例によって朝日新聞で取り上げられているのを瞥見して、「へえ」と思って第1巻だけ購入し、リビングに放置していたところ、家人がはまってあとは全部購入してくれた(作戦成功)。

以下、ちょっとしたメモを書こうと思ったのに、だらだらと長くなってしまった(ごめんよ)。
それに「時間」をめぐる議論はややこしい(分かりにくくなって重ねてごめんよ)。
とりあえずアップして、ちょいちょい編集で直していきます。


この作品はずいぶん「饒舌」である。
とにかく情報量が多い。吹き出し以外にも、その吹き出しの台詞を枠外から「メタ的に批評する」言葉(内省、つぶやき、間投詞)に満ちている。
そもそも「少女漫画」というジャンルには、「言葉数の多い」ものが多いのだろうか。
慣れぬ読者は、最初この過剰な言葉の奔流にさらされてかなり疲れる。
一冊読んだだけでもうおなか一杯という感じ。

現在12巻まで出ていて、まだ未完。

「奈々」と「ナナ」という同じ名をもつふたりの女性を主人公とするこの物語は、絵に描いたような「分身譚」の話型で展開する(絵に描いているんだけど)。
自分の欠けているものを互いのなかに見て、それに憧憬の念を抱き、慈しみ、大事にしようとする。
しかし、さまざまなすれ違いによって相手を傷つけ、傷つけたことによって自分自身がさらに損なわれていく。

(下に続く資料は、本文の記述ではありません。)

PR #109, opened 2017-06-11
[StardogConnector] Query with reasoning parameter

charbull:
Updated the query function to add the reasoning parameter activation in the query.

In the [Java API](https://www.stardog.com/docs/java/snarl/com/complexible/stardog/api/query) it is possible to activate the reasoning by query:
```java
Query<T>	reasoning(boolean theReasoningFlag)
Specify whether you would like the query to be executed with reasoning.
```

This pull request adds two functions
```C#
Query( String sparqlQuery, bool reasoning).
```
and 
```C#
public virtual void Query(IRdfHandler rdfHandler, ISparqlResultsHandler resultsHandler, String sparqlQuery, bool reasoning)
```
It is preferable to have one `Query` function with the reasoning parameter instead of two but this will have impact on `IQueryableStorage`

### DIFF
--- a/Libraries/dotNetRDF/Storage/IStorageProvider.cs
+++ b/Libraries/dotNetRDF/Storage/IStorageProvider.cs
@@ -294,6 +294,40 @@ namespace VDS.RDF.Storage
     }
 
     /// <summary>
+    /// Interface for storage providers which allow SPARQL Queries to be made against them with reasoning set by query
+    /// </summary>
+    public interface IReasoningQueryableStorage
+        : IStorageProvider
+    {
+        /// <summary>
+        /// Makes a SPARQL Query against the underlying store
+        /// </summary>
+        /// <param name="sparqlQuery">SPARQL Query</param>
+        /// <param name="reasoning">rReasoning On demand by query</param>
+        /// <returns><see cref="SparqlResultSet">SparqlResultSet</see> or a <see cref="Graph">Graph</see> depending on the Sparql Query</returns>
+        /// <exception cref="RdfQueryException">Thrown if an error occurs performing the query</exception>
+        /// <exception cref="RdfStorageException">Thrown if an error occurs performing the query</exception>
+        /// <exception cref="RdfParseException">Thrown if the query is invalid when validated by dotNetRDF prior to passing the query request to the store or if the request succeeds but the store returns malformed results</exception>
+        /// <exception cref="RdfParserSelectionException">Thrown if the store returns results in a format dotNetRDF does not understand</exception>
+        Object Query(String sparqlQuery, bool reasoning);
+
+        /// <summary>
+        /// Makes a SPARQL Query against the underlying store processing the resulting Graph/Result Set with a handler of your choice
+        /// </summary>
+        /// <param name="rdfHandler">RDF Handler</param>
+        /// <param name="resultsHandler">SPARQL Results Handler</param>
+        /// <param name="sparqlQuery">SPARQL Query</param>
+        /// <param name="reasoning">rReasoning On demand by query</param>
+        /// <exception cref="RdfQueryException">Thrown if an error occurs performing the query</exception>
+        /// <exception cref="RdfStorageException">Thrown if an error occurs performing the query</exception>
+        /// <exception cref="RdfParseException">Thrown if the query is invalid when validated by dotNetRDF prior to passing the query request to the store or if the request succeeds but the store returns malformed results</exception>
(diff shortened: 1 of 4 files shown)


kal:
Firstly, thanks for the PR!

I wonder if it might be better to change the implementation though to use a boolean flag on the connector instead of extending the API. That way you can continue to use the standard IQueryableStorage APIs.

I'm thinking that the code would be something like:

```
var stardog = new StardogConnector(....);
stardog.ReasoningEnabled=true;
stardog.Query(...);
```

The advantage of doing it this way is that any function receiving the connector as a parameter can just treat it as an IQueryableStorage instance without having to know about special Stardog-specific query methods.

The other question I have is if this is something that has changed in either the V4 or V5 Stardog API. I think it might be because the existing code is definitely set up to send the reasoning mode through on queries - perhaps that was supported in older versions of the Stardog API? Anyway because of this I think it would be better to move the code to a new connector class rather than change the base class which would risk causing problems for folks connecting to an older version of the Stardog server.

Final thing to ask - can you add a unit test for your PR to `Testing\unittest\Storage\StardogTests.cs`

Cheers

Kal

tpluscode:
> The advantage of doing it this way is that any function receiving the connector as a parameter can just treat it as an IQueryableStorage instance

Unless you really need this setting on per-query basis. Is that the intended usage @charbull?

charbull:
@kal I see your point, that's why I didn't want to touch `IQueryableStorage`

@tpluscode as you mentioned, the setting by query would be more convenient. As not all the queries have the inference activated. This means the user will need to set the reasoning to be enabled before the queries.

I see the three following solutions:
1. Almost no modifications for `IQueryableStorage` but the user will need to set the reasoning before each query when it needs to be activated/disactivated.
```C#
var stardog = new StardogConnector(....);
stardog.ReasoningEnabled=true;
stardog.Query(...);

stardog.ReasoningEnabled=false;
stardog.Query(...);

stardog.ReasoningEnabled=true;
stardog.Query(...);
```

2. Modify `IQueryableStorage` by adding a reasoning parameter to the Query method.
```C#
Query( String sparqlQuery, bool reasoningEnabled)
```
or just a dedicated function to query with reasoning, since in this case the boolean will always be true, if not the user will just use the old one Query(String Sparql) and will maintain a previous compatibility.

```C#
QueryWithReasoning( String sparqlQuery)
```

cons: modifying `IQueryableStorage` will impact other connectors.
pros: it is a good solution for the long term since this behavior is not just specific to StardogConnector, AllegroGraph has a reasoning by query as well. So it can be used for the allegroGraph connector as well.  I am not sure about the reasoning situation in Virtuoso?

3. No Modifications to `IQueryableStorage` just add a new function to the StardogConnector. 
```C#
QueryWithReasoning( String sparqlQuery)
or 
Query( String sparqlQuery, bool reasoningEnabled)
```

For the long term I would go with Solution 2, as AllegroGraph will have a similar modification. 
For the short term I have a perference with solution 3 since it requires less code for the user?

What do you think? Other approach?

Cheers,
Charbel

kal:
How about a 4th possible solution :-)

Create another interface IReasoningQueryableStorage and then add the query methods to that. This way we can then add that interface to just those storage connectors that support query time enabling/disabling of reasoning. I think keeping the boolean flag would be more useful for developers because it would allow them to use any boolean expression to disable reasoning instead of having to wrap an if statement around calls to two different query functions. So something like:

```
public interface IReasoningQueryableStorage {
  object Query (string sparqlQuery, bool reasoning);
  void Query(IRdfHandler rdfHandler, ISparqlResultsHandler resultsHandler, String sparqlQuery, bool reasoning)
}
```

This just feels a bit cleaner, keeps the flexibility of having the reasoning flag as a method argument and would enable us to add the functionality to the other connectors in stages.

charbull:
I like it!! It is clean and flexible :)

I am on a trip now. Will update it on Monday if that's ok with you :)

tpluscode:
Definitely options 3 and 4 are best. In fact, I think that adding an overload of `Query` to StardogConnector is pretty much the equivalent of introducing a new interface. Both avoid modifying existing contracts. 

If other connectors really support this, I'd add the interface. Otherwise it could be an overkill but at the same there's no harm in doing so.

charbull:
So we go for option 4?

kal:
Option 4 seems like the best to me.

charbull:
@tpluscode  and @kal pull request updated with option 4.

tpluscode:
LGTM

kal:
Merged. Thanks @charbull !

charbull:
Great thank you !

愛すべき天然ぼけで恋多き奈々と、天涯孤独の捨て子でヴィジュアル系パンク・ロッカーというアンチ・ヒーローのナナという人物造形は、いずれも類型的である。

この物語の意表を衝くところは、だいたい各章の終わりに付された「語り」にある。
ほとんどが奈々によるその語りは、ナナに向けられたものなのだが、それは「未来の記憶」というかたちをとるのである。

ねえ ナナ
ナナは今でも自分の故郷がどこにもないと思ってる?
あの窓辺の食卓も椅子も
あの頃のまま
あの場所にあるよ

これは物語の「現在」にある奈々が語るのではない。
いつとも知れぬ「未来の奈々」が「現在」を振り返って語るのである。
このように個々のエピソードは「未来の記憶」としてフラッシュバックされたものであることが明らかになる。
つまり物語の「現在」は語られつつあるときに、すでにして失われているのである。

サスペンスを維持するのは、「未来の奈々」の図像が決して登場しない点にある。
引き気味の画面のなか「未来の記憶」が語られるとき、その記憶を有する当事者の奈々は決して画面に登場しない。図像はあくまでも語られつつある過去に閉じこめられている。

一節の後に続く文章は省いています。